Black card named desire at Factory C

Black card named desire at Factory C
Black card named desire at Factory C

With his piece Black card named desireRébecca Chaillon offers a striking 2h40 experience where eight Afro-descendant women perform around the questions of intersectionality that inhabit our societies.

Performed more than sixty times in Europe since its creation in 2021, Black card named desire owes its name to a suggestive 90s advert for French coffee brand Carte Noire.

Before the start of the play, black and mixed-race women of Afro-descendants from the audience are invited to sit not on the stands, as tradition dictates, but on sofas, on the other side of the stage. While some preferred to refuse the offer, others joined in the fun and quickly, the sofas filled up. The audience is thus divided in two, with “the others” permanently in its field of vision, behind the stage. For my part, I was seated on the side of the stands.

This experience can be life-saving, according to Rébecca Chaillon, who maintains that non-mixing allows you to “highlight your different perceptions” by organizing a “meeting” of these two audiences. Throughout the show, we witness the audience’s reactions and emotions towards us, which reinforces the words of the performance, as if we were seeing the show through their eyes.

Accompanied by seven performers with varied talents (poetry, dance, circus and even ceramics), Rébecca Chaillon stages her body with unwavering commitment. Black card named desire is an extraordinary experience that challenges the codes of theater.

Playing with prejudices

Rébecca Chaillon spares no prejudice in her piece. Fatou the babysitter amazes by bringing back colorful fabrics from her country and speaking “African”, while white men are looking for the “exotic” woman who will correspond to their fantasies. The director exclusively offers her Quebec audience puns like “Cacanada” or “poo-tine” during a dinner party around the poop.

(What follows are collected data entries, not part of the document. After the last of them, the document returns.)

PR #410, opened 2026-05-16
feat(discord): pillar 2 cross-process gateway RESUME via @discordjs/ws

justin-layerv:
## Summary

Adds the app-side of Pillar 2 in the zero-downtime gateway migration. Under a new `ENABLE_GATEWAY_RESUME` flag, the gateway tier replaces `discord.js Client` + `client.login()` with a direct `@discordjs/ws WebSocketManager` whose session callbacks point at a new `qurl-bot-discord-<env>-gateway-session` DDB table. On every restart the new gateway boots, reads the persisted `{sessionId, resumeURL, sequence}` row, and Discord's `RESUME` (op 6) replays buffered events from the last sequence — eliminating the ~10 s IDENTIFY cold-start the legacy single-process deploy carries today.

**Flag default off.** No behavior change in any env until an operator flips `ENABLE_GATEWAY_RESUME=true`. Single-replica behavior is unchanged at this layer (desired_count stays at 1); the second replica + push handoff arrives in PR 13b (Pillar 3).

## Why now

The bot today is `desired_count=1` on a Discord token (Discord allows one active WS per bot identity). Every ECS deploy → ~10 s WebSocket reconnect → `/qurl` command surface dark for that window. With Pillar 1 (PR 10/11) the gateway tier is now a thin SQS forwarder; with Pillar 2 we cross-process-RESUME instead of IDENTIFYing, dropping the visible blackout to a few hundred ms of TCP drop. Pillar 3 (PR 13b) then adds a hot standby with HMAC push-handoff for near-zero observable disruption.

## Architecture

**API shape note**: the shim exposes `getRest()` and `getAppId()` as methods (no property getters). A future port from an earlier "shim.rest" callsite shape will get `undefined is not a function`, not a silent undefined — grep `getRest()` in `src/index.js` when wiring new callers.

The `ENABLE_GATEWAY_RESUME=true` + `PROCESS_ROLE=gateway` path:

1. Boot: `gatewayShim.hydrate()` reads the persisted DDB row into an in-memory mirror.
2. `gatewayShim.start()` constructs a `WebSocketManager` with `retrieveSessionInfo` (mirror-only) and `updateSessionInfo` (mirror + fire-and-forget DDB write) callbacks. `manager.connect()` either RESUMEs (mirror is populated) or IDENTIFYs (cold start).
3. On every gateway frame: shim's `onDispatch` fans out to a single coalesced handler that (a) triggers `registerCommands` on the first READY, (b) ticks the `gateway-activity` observability gauge, (c) forwards INTERACTION_CREATE to SQS via `event-publisher.publish`.
4. SIGTERM: shim's `stop()` flushes the latest sequence to DDB synchronously, then exits **without** calling `manager.destroy()` — the TCP drop is load-bearing for Discord's ~60 s resume buffer (a clean close frame would invalidate the session).
5. Next process boots, hydrates the row, RESUMEs cleanly.

## Boot guards

Three combinations are rejected at boot (new `unsupportedRoleResumeCombo`):
- `ENABLE_GATEWAY_RESUME=true` + `PROCESS_ROLE=combined` — legacy `Client` owns the WS in combined mode.
- `ENABLE_GATEWAY_RESUME=true` + `ENABLE_EVENT_SHIPPER=false` — shim has no in-process dispatcher.
- `ENABLE_GATEWAY_RESUME=true` + `STORE_TYPE!=ddb` — sqlite can't share state across processes.

## Load-bearing contracts (all unit-tested)

1. **In-memory mirror, not DDB-per-callback.** `retrieveSessionInfo` is called by `@discordjs/ws` on every reconnect — a DDB read per call would surface as ~10-100 ms loop latency AND couldn't observe the in-process state changes that a prior `updateSessionInfo(null)` makes.
2. **Null-clear respected.** When Discord rejects a RESUME, `@discordjs/ws` calls `updateSessionInfo(shardId, null)` and the mirror MUST flip to null AND the DDB row MUST be deleted — otherwise the next `retrieveSessionInfo` hands back the dead session and the bot enters an infinite RESUME-reject loop (this is the contract the PR 0 spike's first sandbox run encountered).
3. **Write throttling.** `updateSessionInfo` fires on every dispatch (high rate). Immediate writes only on sessionId change or after 1 s elapses; other updates defer to a single scheduled flush. Mirror always reflects the latest dispatch; DDB lags by at most 1 s.
4. **Final flush on SIGTERM.** `flushFinal()` awaits any in-flight fire-and-forget write, then synchronously writes the mirror so the next process's hydrate sees the latest sequence.
5. **SIGTERM does NOT call `manager.destroy()`.** Destroy sends close-1000 + clears the session on Discord's side; we need the session preserved for the next process's RESUME.
6. **`MAX_IDENTIFY_ATTEMPTS = 1`** — caps Discord's 1000/24h IDENTIFY budget burn at one per task lifetime; ECS task replacement gives a fresh budget.

## Commit order (each independently reviewable)

1. `feat(discord): add ENABLE_GATEWAY_RESUME flag + boot guards` — flag only, no behavior change.
2. `feat(discord): add DDB-backed gateway session store with mirror` — the persistence + throttle + mirror; pure module, no wiring yet.
3. `feat(discord): add WebSocketManager shim with IDENTIFY budget guard` — wraps @discordjs/ws; not yet wired in.
4. `refactor(discord): registerCommands accepts REST + appId` — pure refactor; both legacy + shim paths can call it.
5. `feat(discord): wire Pillar 2 shim into gateway tier under flag` — the integration; flag-off keeps every existing wire.
6. `test(discord): pillar 2 shim+store end-to-end integration` — composes the two modules through the full lifecycle.
7. `docs(discord): .env.example entry for ENABLE_GATEWAY_RESUME`
8. `refactor(discord): /simplify pass on pillar 2 stack` — decouples DDB writes from WS dispatch loop, collapses dispatch fan-out, drops rot-prone comments.

## Test plan

- [x] Full local jest suite green (2033 tests, +75 new in this PR)
- [x] Lint clean
- [ ] Deploy to sandbox with flag off — verify no behavior change vs current main
- [ ] Flip `ENABLE_GATEWAY_RESUME=true` in sandbox (DDB tables provisioned by qurl-integrations-infra PR #498) — observe READY dispatch + DDB session row populated
- [ ] Force-redeploy sandbox gateway task — observe RESUMED dispatch + sequence carried forward (no IDENTIFY budget burn)
- [ ] Verify `/qurl send` end-to-end during the redeploy (interactions reach the worker via SQS without loss)
- [ ] Sandbox soak: confirm no stale guild-scoped slash commands surface under the shim path — `registerCommands` is now invoked from the shim's first READY (not `client.once('ready')`), so any regression in that wiring would show up as commands from a prior deploy lingering in guild scope
- [ ] Sandbox soak ≥48h before recommending prod flag-on
- [ ] PR 13b lands the second replica before any env raises `gateway_desired_count` above 1

## Known follow-ups

- gateway-heartbeat / active-guild-count timers skip when shim is active (they probe `client.ws.shards[*].lastPingTimestamp` which doesn't exist under @discordjs/ws). Port to shim-aware health snapshot once PR 13b ships.
- Cap `inFlightWrites` Set + add a `gateway_session_store_writes_total` observability counter (issue #411) — currently unbounded under pathological per-dispatch sessionId churn (not a real-world Discord shape, but worth hardening before prod flag-on).

### DIFF
--- a/apps/discord/.env.example
+++ b/apps/discord/.env.example
@@ -112,6 +112,33 @@ ENABLE_OPENNHP_FEATURES=false
 # ENABLE_EVENT_SHIPPER=false
 # QURL_BOT_EVENTS_QUEUE_URL=https://sqs.us-east-2.amazonaws.com/000000000000/qurl-bot-events-sandbox
 
+# Gateway RESUME (zero-downtime design, Pillar 2). When set to the
+# literal string "true" AND PROCESS_ROLE=gateway, the gateway tier
+# replaces the discord.js Client + client.login() with a direct
+# @discordjs/ws WebSocketManager whose session callbacks point at
+# the `${DDB_TABLE_PREFIX}gateway-session` DDB table. On every
+# restart the new gateway boots, reads the persisted session, and
+# Discord's RESUME (op 6) replays buffered events since the last
+# sequence — eliminating the ~10 s IDENTIFY cold-start the legacy
+# single-process deploy carries today.
+#
+# Requires ENABLE_EVENT_SHIPPER=true (the shim only has a forward-
+# to-SQS dispatch path; in-process dispatchers are unreachable).
+# Combined mode is rejected at boot (the legacy Client owns the WS
+# in combined mode; the shim conflicts).
+#
+# Single-replica behavior is unchanged at this layer — desired_count
+# stays at 1. PR 14 adds the second replica + push handoff (Pillar 3).
+#
+# No-op when PROCESS_ROLE=http (worker tier doesn't open a WS); the
+# flag may be uniform across the gateway and worker task defs.
+#
+# Rollback: unset the flag (or set to anything other than "true")
+# and redeploy. The gateway tier reverts to client.login() and the
+# DDB session row goes stale (next "true" boot RESUMEs back to it
+# if Discord's 60 s buffer still has it, otherwise IDENTIFYs).
+# ENABLE_GATEWAY_RESUME=false
+
 # Maximum number of in-flight detached handlers the SQS consumer
 # tolerates before pausing receives (backpressure). When the count
 # reaches the cap, pollOnce returns early and waits 100ms before
--- a/apps/discord/src/boot-requirements.js
+++ b/apps/discord/src/boot-requirements.js
@@ -122,6 +122,50 @@ function unsupportedRoleShipperCombo(role, eventShipperEnabled) {
   return null;
 }
 
+// Parallel to unsupportedRoleShipperCombo for ENABLE_GATEWAY_RESUME.
+// Two unsupported shapes:
+//
+//   1. resume=true with shipper=false — the resume shim
+//      (@discordjs/ws WebSocketManager) replaces discord.js's Client
+//      entirely, so the in-process interaction dispatcher has no
+//      `client.on('interactionCreate')` emitter to attach to. The
+//      flag-on path is only coherent when the shipper has already
+//      moved dispatch to SQS.
+//   2. resume=true with role=combined — combined mode runs both
+//      tiers in one process, which the legacy discord.js Client
+//      owns end-to-end. The resume shim would conflict with the
+//      Client's WS ownership.
+//
+// (combined + shipper=true is independently rejected by
+// unsupportedRoleShipperCombo; resume's combined-mode rejection
+// catches the remaining combined+shipper-off+resume-on case.)
+//
+// Returns the operator-facing message on rejection or null on
+// success. Same string-or-null shape as unsupportedRoleShipperCombo.
+function unsupportedRoleResumeCombo(role, resumeEnabled, eventShipperEnabled) {
+  if (!resumeEnabled) return null;
+  if (role === 'combined') {
+    return (
+      'PROCESS_ROLE=combined with ENABLE_GATEWAY_RESUME=true is not supported ' +
+      '(the resume shim owns the WebSocket and conflicts with the legacy ' +
+      'discord.js Client that combined mode runs). Run two processes: ' +
+      'PROCESS_ROLE=gateway (singleton, owns the resume shim) + ' +
+      'PROCESS_ROLE=http (consumes from SQS). For local dev / sandbox in ' +
+      'one process, leave ENABLE_GATEWAY_RESUME unset.'
+    );
+  }
+  if (!eventShipperEnabled) {
+    return (
+      'ENABLE_GATEWAY_RESUME=true requires ENABLE_EVENT_SHIPPER=true ' +
+      '(the resume shim replaces discord.js Client with @discordjs/ws ' +
+      'WebSocketManager, which forwards every frame to SQS — the ' +
+      'in-process dispatcher path is unreachable from the shim). ' +
+      'Enable the shipper first, or leave ENABLE_GATEWAY_RESUME unset.'
+    );
+  }
+  return null;
+}
+
 // PLACEHOLDER is treated as missing because the SSM parameter
 // ships with that literal sentinel value; remediation ("seed a
 // real key") is identical to the empty-key case.
@@ -219,6 +263,7 @@ module.exports = {
   missingKekRequiredKeys,
   missingEventShipperKeys,
   unsupportedRoleShipperCombo,
+  unsupportedRoleResumeCombo,
   shouldRegisterInteractionListener,
   missingMapCommandKeys,
   GOOGLE_MAPS_API_KEY_PLACEHOLDER_SENTINEL,
--- a/apps/discord/src/boot-requirements.js
+++ b/apps/discord/src/boot-requirements.js
@@ -123,26 +123,29 @@ function unsupportedRoleShipperCombo(role, eventShipperEnabled) {
 }
 
 // Parallel to unsupportedRoleShipperCombo for ENABLE_GATEWAY_RESUME.
-// Two unsupported shapes:
+// Three unsupported shapes:
 //
-//   1. resume=true with shipper=false — the resume shim
+//   1. resume=true with role=combined — combined mode runs both
+//      tiers in one process, which the legacy discord.js Client
+//      owns end-to-end. The resume shim would conflict with the
+//      Client's WS ownership.
+//   2. resume=true with shipper=false — the resume shim
 //      (@discordjs/ws WebSocketManager) replaces discord.js's Client
 //      entirely, so the in-process interaction dispatcher has no
 //      `client.on('interactionCreate')` emitter to attach to. The
 //      flag-on path is only coherent when the shipper has already
 //      moved dispatch to SQS.
-//   2. resume=true with role=combined — combined mode runs both
-//      tiers in one process, which the legacy discord.js Client
-//      owns end-to-end. The resume shim would conflict with the
-//      Client's WS ownership.
-//
-// (combined + shipper=true is independently rejected by
-// unsupportedRoleShipperCombo; resume's combined-mode rejection
-// catches the remaining combined+shipper-off+resume-on case.)
+//   3. resume=true with storeType!=ddb — the resume guarantee only
+//      holds when session state is persisted across processes.
+//      The default sqlite backend writes a local file that the
+//      next ECS task won't see; a resume against the previous
+//      sequence would fail every restart. Rejecting at boot is
+//      preferable to a silent IDENTIFY-every-restart degradation
+//      that mimics flag-off behavior.
 //
 // Returns the operator-facing message on rejection or null on
 // success. Same string-or-null shape as unsupportedRoleShipperCombo.
-function unsupportedRoleResumeCombo(role, resumeEnabled, eventShipperEnabled) {
+function unsupportedRoleResumeCombo(role, resumeEnabled, eventShipperEnabled, storeType) {
   if (!resumeEnabled) return null;
   if (role === 'combined') {
     return (
@@ -161,6 +164,14 @@ function unsupportedRoleResumeCombo(role, resumeEnabled, eventShipperEnabled) {
       'WebSocketManager, which forwards every frame to SQS — the ' +
       'in-process dispatcher path is unreachable from the shim). ' +
       'Enable the shipper first, or leave ENABLE_GATEWAY_RESUME unset.'
+    );
+  }
+  if (storeType !== 'ddb') {
+    return (
+      `ENABLE_GATEWAY_RESUME=true requires STORE_TYPE=ddb (got '${storeType ?? 'unset (defaults to sqlite)'}'). ` +
+      'Cross-process RESUME persists session state to the gateway-session DDB ' +
+      'table; sqlite would write a local file the next process never sees. Set ' +
+      'STORE_TYPE=ddb in the deployment template, or leave ENABLE_GATEWAY_RESUME unset.'
     );
   }
   return null;
--- a/apps/discord/src/boot-requirements.js
+++ b/apps/discord/src/boot-requirements.js
@@ -158,12 +158,17 @@ function unsupportedRoleResumeCombo(role, resumeEnabled, eventShipperEnabled, st
     );
   }
   if (!eventShipperEnabled) {
+    // Role-neutral framing: the same env may be applied uniformly
+    // across gateway + http task defs, and an http operator reading
+    // this message shouldn't see gateway-tier-specific language
+    // (the shim is never constructed on http; the rejection here
+    // is a consistency canary, not a description of what http does).
     return (
-      'ENABLE_GATEWAY_RESUME=true requires ENABLE_EVENT_SHIPPER=true ' +
-      '(the resume shim replaces discord.js Client with @discordjs/ws ' +
-      'WebSocketManager, which forwards every frame to SQS — the ' +
-      'in-process dispatcher path is unreachable from the shim). ' +
-      'Enable the shipper first, or leave ENABLE_GATEWAY_RESUME unset.'
+      'ENABLE_GATEWAY_RESUME=true requires ENABLE_EVENT_SHIPPER=true. ' +
+      'The two flags co-design: the gateway tier forwards every Discord ' +
+      'frame to SQS while the worker tier consumes it, so a resume path ' +
+      'without the shipper-shape split has nowhere to dispatch. Enable ' +
+      'the shipper first, or leave ENABLE_GATEWAY_RESUME unset.'
     );
   }
   if (storeType !== 'ddb') {
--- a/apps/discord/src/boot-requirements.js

The public is even invited to participate in riddles during a pseudo-game show where mimes representing the famous brand of rice Uncle Ben’s (still on sale), Will Smith and even the white saviorism. Between embarrassment and laughter, the public gets involved in the game, not escaping a moment of unease when the genocide is mimed.

Although the duration of the piece may seem very long, it reflects what it addresses: a complex history, perpetrated across generations. Some scenes can sometimes be trying. The same actions are repeated for more than half an hour, pushing us to the limit. This discomfort forces us to reflect on what has been happening since we arrived in the room.

The body at the heart of desire

In Black card named desire, it is above all the body that is showcased through a real reappropriation of it. Starting with the white cream which covers Rébecca Chaillon’s naked body and which she gets rid of from the start. Throughout the piece, the performers attempt to exorcise the postcolonial desire that white people still have for the bodies of black and mixed race women.

To deconstruct the stereotypes of which Afro-descendant women are still victims, Rébecca Chaillon decides to use food as a tool of emancipation, also echoing her previous performances (The stomach in the skin, 2011). It uses foods formerly grown by black slaves such as coffee, cocoa and tobacco. The latter are staged in a provocative manner, running down the bodies, dirtying the clothes and the stage. But the experience does not stop there, it is multisensory and the smells of chocolate reach our nostrils.

Black card named desire is a true epic. A performance which disturbs, which shakes, which stirs and from which we cannot emerge indifferent. The piece is presented as part of the FTA at Usine C until Sunday May 26.